# Winner!



## The_Traveler (Jul 7, 2013)




----------



## amolitor (Jul 7, 2013)

Very nice!


----------



## The_Traveler (Jul 7, 2013)

Thanks
I'm expecting a comment on the focus.


----------



## Starskream666 (Jul 7, 2013)

Well ya the focus is off the 'winner' and there's a tree growing out of the other guys head and its very noisy and dark, and the contrast between the darkness and the bright highlights doesn't please my eye.

Cool that you got the woman in the back who is probably supporting him


----------



## The_Traveler (Jul 7, 2013)

Starskream666 said:


> Cool that you got the woman in the back who is probably supporting him



That's the point of the picture.


----------



## amolitor (Jul 7, 2013)

I thought the lack of focus was an interesting unifying element. The woman in the background and the lead rider are rendered in similar degrees of softness, which mildly connects them visually. The actual plane of focus is elsewhere, and not relevant here. It's quite a nifty bit of technique on display here.

My assumption is that it was pure serendipity


----------



## DarkShadow (Jul 7, 2013)

I can make out detail in the image and read the names on the riders shirts. I can see the riders veins and muscle tone in the riders arms.I can see the lady is really excited in the back and perhaps more then the rider him self.Sure there is noise and softness but its consistent through out entire picture.I like it and I like the B&W. Thats is my opinion and my like's I am stick to it.


----------



## MartinCrabtree (Jul 7, 2013)

IMO a sharp,focused well composed action shot is nothing more than a record of the happening-unless something extraordinary occurs. 

This image gives a feeling of what it as like to be part of the event. Far better IMO. I like it.


----------



## DarkShadow (Jul 7, 2013)

MartinCrabtree said:


> IMO a sharp,focused well composed action shot is nothing more than a record of the happening-unless something extraordinary occurs.
> 
> This image gives a feeling of what it as like to be part of the event. Far better IMO. I like it.


Totally agree.


----------



## MSnowy (Jul 7, 2013)

Was this intentionally shot this way or did you notice in post that you missed focus?


----------



## The_Traveler (Jul 7, 2013)

MSnowy said:


> Was this intentionally shot this way or did you notice in post that you missed focus?
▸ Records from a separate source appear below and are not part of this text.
PR #323, opened 2020-01-14
Trigger CI

ogrisel:
PR to diagnose and fix the recent CI failure on Windows.


ogrisel:
We should migrate everything to azure pipelines to get pre-installed Python for windows. We would also be able to use single bash scripts on all 3 supported platforms.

I will give two possible answers and you can chose:

1) I pre-focused about halfway between the woman and where the leaders would be, then shot at a sufficient f stop to de focus them both equally. I thought the lack of focus would be an interesting unifying element. The woman in the background and the lead rider are rendered in similar degrees of softness, which mildly connects them visually. The actual plane of focus is elsewhere, and not relevant here. 
I edited so that one can make out detail in the image and read the names on the riders shirts so there is noise and softness but its consistent through out entire picture.I liked it much more in B&W. 
IMO, a sharp,focused well composed action shot is nothing more than a record of the happening-unless something extraordinary occurs and this kind of image would give a a feeling of what it as like to be part of the event.

or 

2: I was trying different focusing modes on my new OMD. This one didn't work well but a part of the image was terrific.  I did a major crop and then used Efex Pro to convert it to B&W. It was a mis focus but I lucked upon that interesting corner.


----------



## amolitor (Jul 7, 2013)

I laughed. Out loud, even  Quietly, though!


----------



## MSnowy (Jul 7, 2013)

Ok Thanks. I'll go with #2 only because it's in Sports Gallery. Move it to B&W and I'll go with #1


----------



## The_Traveler (Jul 7, 2013)

Before someone discounts this image because it might have been a serendipitous viewing of an accidentally OOF image, consider whether seeing something interesting and taking a very simple, camera moderated exposure is any different.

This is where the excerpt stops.